**TASK DESCRIPTION:**
Filter the data below, keeping only lines that contain "KaiVandivier".

**DATA SHOWN:**
PR #2293, opened 2023-05-02
fix: disable LL items if the plugin version does not support installationStatus message

jenniferarnesen:
This is a workaround until a more robust system of plugin version management has been decided on. Without this fix, only the first LL item will load. The rest get an infinite spinner.

With this check:

image (3)

Without the check:

image (2)


src/modules/isLLVersionCompatible.js
```diff
@@ -0,0 +1,13 @@
+// TODO handle plugin version matrix in a better way
+export const minLLVersion = [100, 6, 0]
+
+export const isLLVersionCompatible = (version) => {
+    const versionArray = version.split('.').map((el) => parseInt(el, 10))
+
+    const isCompatible =
+        minLLVersion[0] <= versionArray[0] &&
+        minLLVersion[1] <= versionArray[1] &&
+        minLLVersion[2] <= versionArray[2]
```
KaiVandivier: It looks like v101.0.0 would return `false` here, so this logic needs a little adjustment -- here's a thought:

```js
const [minMajor, minMinor, minPatch] = minLLVersion
const [major, minor, patch ] = versionArray

isCompatible =
    major > minMajor ||
    major === minMajor && minor > minMinor ||
    major === minMajor && minor === minMinor && patch >= minPatch
```

KaiVandivier (changes requested):
I think the `isCompatible` logic needs a tweak and some more test conditions, but the rest looks good 👍

src/modules/isLLVersionCompatible.js
jenniferarnesen: Good catch. Fixed

KaiVandivier (approved):
Nice! Looks good to me 🙂

PR #2294, opened 2023-05-03
fix: plugin loading performance [patch/2.40.0]

jenniferarnesen:
This PR implements strategies to improve load time of the dashboard. The first time a dashboard is opened, only one plugin of each type (MAP, VISUALIZATION, LINE LIST) is loaded initially. Once those plugins report that they have loaded, then the other dashboard items proceed to load. This prevents multiple requests for the IFrame resources. 

In order to cleanly apply these changes to the patch/2.40.0 branch, 2 backports had to be included:

1. https://github.com/dhis2/dashboard-app/pull/2254
* the offline message was not showing on EE maps. A blank item was shown, leading user to think the map just wasn't loading.
* The legacy plugin (old ER and EV) was not resizing in edit mode.
* Refactor: no longer need DefaultPlugin (merged together with LegacyPlugin) and MapPlugin (everything now handled in Visualization.js).

2. https://github.com/dhis2/dashboard-app/pull/2272
* fix problem when switching between Map and DV using "View as"
Description
When using "View as" and switching between Map and chart/table or viceversa, the plugin loaded in the iframe needs to change.
This transition didn't work because the message listener in dashboard was not in place when the plugin requested getProps, resulting in the Map/chart/table not showing.
Switching between chart and table worked because in that case the plugin does not change and the newProps message is used instead of getProps.
The getProps listener is still removed in the cleanup function returned by the useEffect, but it's recreated if the iframe src change (plugin change).
After the first getProps message is received there shouldn't be other getProps messages incoming, but newProps is used for passing new/modified props instead.

About the changes in en.pot: The strings that appear to have been removed, were actually duplicated in the file, so this is a legit cleanup.


KaiVandivier (approved):
Tested the LL “version gate” and the “load first-of-type” features, and they seem to be working well 🙂 haven't tested the other things that were merged in though

edoardo (approved):

PR #2367, opened 2023-06-05
feat:  update gh workflows and set version to 100.0.0

jenniferarnesen:
BREAKING CHANGE: version will be bumped to v100.0.0, which is the base version for app-hub core apps.

The workflows are now updated so that PRs run against 2.40, and the nightly build runs against dev.


.github/workflows/dhis2-verify-app.yml
```diff
@@ -0,0 +1,174 @@
...
+                  group: 'e2e'
+                  tag: ${{ github.event_name }}
+              env:
+                  CI: true
+                  CYPRESS_RECORD_KEY: ${{ secrets.CYPRESS_RECORD_KEY }}
+                  COMMIT_INFO_MESSAGE: ${{ github.event.pull_request.title }}
+                  SERVER_START_CMD: 'yarn cypress:start'
+                  SERVER_URL: 'http://localhost:3000'
+                  cypress_dhis2_api_stub_mode: 'DISABLED'
+                  REACT_APP_DHIS2_BASE_URL: ${{ secrets.CYPRESS_DHIS2_BASE_URL_40 }}
```
edoardo, line 118: Is this wanted?
Does it mean we need to update the file whenever 41 is coming out?

edoardo (approved):

.github/workflows/dhis2-verify-app.yml
jenniferarnesen: This is only until we upgrade cypress. I tried reusing the shared workflows but there were cypress version issues. Right now, v40 is the only relevant prod version to test.

PR #2396, opened 2023-06-12
fix: release workflow should also run on patch/* branches

jenniferarnesen:
Pre 2.40 point releases of DHIS2 still rely on the app bundle in the d2-ci/dashboard-app repo, so the deploy-build step in this workflow must also run on patch/* 

patch/* should match for example (according to rules [gh action rules](https://docs.github.com/en/actions/using-workflows/workflow-syntax-for-github-actions#filter-pattern-cheat-sheet))
patch/2.38.6
patch/2.39.3


jenniferarnesen:
Not needed

PR #301, opened 2026-09-11
refactor: Migrate compareGasResults.js to Rust

svirdi-ripple:
## Summary

First in a series of per-file migrations of `tools/*.js` → Rust (superseding #281, which was closed per @mvadari's review request to do these one script at a time).

- Adds `tools` as a workspace member with `tools/Cargo.toml` (single binary `compare-gas-results`, `serde` + `serde_json` deps).
- Ports `tools/compareGasResults.js` → `tools/compare_gas_results.rs` (snake_case per `docs/NAMING_CONVENTIONS.md`).
- Wires `scripts/benchmark-gas.sh` to invoke the Rust binary.
- Deletes `tools/compareGasResults.js`.
- Includes unit tests for the pure helpers (`format_number`, `format_int`, `add_thousands_separators`, `append_measurement`).

Verified byte-identical output against a saved JS reference on a fixture. `cargo test --workspace`, `cargo clippy --workspace --all-targets` (with `-Dwarnings`), and `cargo fmt --all --check` all pass.

## Test plan
- [ ] `cargo test --bin compare-gas-results` passes
- [ ] `cargo run --release --bin compare-gas-results` produces byte-identical `GAS_BENCHMARK_REPORT.md` to the previous JS version, given the same `.benchmark/*_results.json` inputs
- [ ] `./scripts/benchmark-gas.sh` still functions end-to-end (Phase 2 now invokes the Rust binary)

## Follow-ups (separate PRs)

The remaining `tools/*.js` scripts will each get their own migration PR:
- `copyRippledFixture.js`
- `compareHostFunctions.js`
- `generateSFields.js`
- `generateTestHostBindings.js`
- `gasBenchmark.js`


Cargo.toml
```diff
@@ -4,7 +4,8 @@ members = [
     "xrpl-common-stdlib",
     "xrpl-macros",
     "xrpl-escrow-stdlib",
-    "xrpl-stdlib-test-utils"
+    "xrpl-stdlib-test-utils",
+    "tools",
```
kuznetsss, line 8: Maybe instead we should have a directory for each tool in case later a tool will get larger than one file?

```suggestion
    "tools/compare_gas_results",
```

tools/Cargo.toml
```diff
@@ -0,0 +1,13 @@
...
+edition = "2024"
+publish = false
+
+[[bin]]
+name = "compare-gas-results"
+path = "compare_gas_results.rs"
+
+[dependencies]
+serde = { version = "1", features = ["derive"] }
+serde_json = "1"
```
kuznetsss, line 13: It would be better to put all the dependencies to the workspace level
```suggestion
serde.workspace = true
serde_json.workspace = true
```

Cargo.toml
svirdi-ripple: applied in latest commit

tools/Cargo.toml
svirdi-ripple: applied in latest commit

**ANSWER BELOW:**
KaiVandivier: It looks like v101.0.0 would return `false` here, so this logic needs a little adjustment -- here's a thought:
KaiVandivier (changes requested):
KaiVandivier (approved):
KaiVandivier (approved):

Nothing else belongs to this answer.